- [Exercise]: Could you retype all of the entries below word for word?
*** Task input Section Begins ***
PR #1275, opened 2024-10-04
Iss1253 - Library page improvements

EJMFarrow:
- Improve return navigation, so user is returned to a quiz if that's where they started from.
- Default category to quiz if that is where user started from.
- Add category selector.
- Basic display of non-STACK questions.
- Make inputs interactive so dropdown answers can be explored.
- Make it clearer when a question has been successfully imported.


sangwinc:
Thanks @EJMFarrow, this is really progressing well.  Much appreciated.

PR #1276, opened 2024-10-04
Update security-map.json

Mat-Ge:
Can we allow the variable "stringdisp" for teachers or are there any security or design concerns about this? 
I never use string functions or variables for calculations, but sometimes they could be useful for feedback. I often define a ternary function like _ternary(bool, exp1, exp2)_ anyway and it is sometimes clearer to use this function than an [[if]] [[else]] [[/if]] construction, e.g. in a singular/plural situation. Example: _{#n#} parameters are correct_ is grammatically wrong when n=1. So I like to write _{#n#} {#ternary(n=1,"parameter is", "parameters are")#} correct_, but then I get unwanted quotes in the feedback. There are surely many other ways to solve such problems, but an easy way would be to allow "stringdisp".

### DIFF
--- a/stack/cas/security-map.json
+++ b/stack/cas/security-map.json
@@ -7510,7 +7510,7 @@
       "function": "?"
   },
   "stringdisp": {
-      "variable": "f"
+      "variable": "t"
   },
   "stringout": {
       "function": "f",


aharjula:
Not ready to say if it would be bad or if there are some things that might not work inside a question having that toggled to something else.

But `{@"string"@}` is a thing. Do try if `{#n#} {@ternary(n=1,"parameter is", "parameters are")@} correct` would actually do what you want. Basically, if this works `{@if n=1 then "parameter is" else "parameters are"@}` a function returning a string should work also.

Mat-Ge:
Many thanks for your suggestion! I'm just noticing my two-month absence from Maxima and STACK with the confusing differences between {#, {@ in combination with Maxima strings and numbers. 
I will close this request.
*** Task input Section Ends ***
- [Written solution]:
PR #1275, opened 2024-10-04
Iss1253 - Library page improvements

EJMFarrow:
- Improve return navigation, so user is returned to a quiz if that's where they started from.
- Default category to quiz if that is where user started from.
- Add category selector.
- Basic display of non-STACK questions.
- Make inputs interactive so dropdown answers can be explored.
- Make it clearer when a question has been successfully imported.


sangwinc:
Thanks @EJMFarrow, this is really progressing well.  Much appreciated.

PR #1276, opened 2024-10-04
Update security-map.json

Mat-Ge:
Can we allow the variable "stringdisp" for teachers or are there any security or design concerns about this? 
I never use string functions or variables for calculations, but sometimes they could be useful for feedback. I often define a ternary function like _ternary(bool, exp1, exp2)_ anyway and it is sometimes clearer to use this function than an [[if]] [[else]] [[/if]] construction, e.g. in a singular/plural situation. Example: _{#n#} parameters are correct_ is grammatically wrong when n=1. So I like to write _{#n#} {#ternary(n=1,"parameter is", "parameters are")#} correct_, but then I get unwanted quotes in the feedback. There are surely many other ways to solve such problems, but an easy way would be to allow "stringdisp".

### DIFF
--- a/stack/cas/security-map.json
+++ b/stack/cas/security-map.json
@@ -7510,7 +7510,7 @@
       "function": "?"
   },
   "stringdisp": {
-      "variable": "f"
+      "variable": "t"
   },
   "stringout": {
       "function": "f",


aharjula:
Not ready to say if it would be bad or if there are some things that might not work inside a question having that toggled to something else.

But `{@"string"@}` is a thing. Do try if `{#n#} {@ternary(n=1,"parameter is", "parameters are")@} correct` would actually do what you want. Basically, if this works `{@if n=1 then "parameter is" else "parameters are"@}` a function returning a string should work also.

Mat-Ge:
Many thanks for your suggestion! I'm just noticing my two-month absence from Maxima and STACK with the confusing differences between {#, {@ in combination with Maxima strings and numbers. 
I will close this request.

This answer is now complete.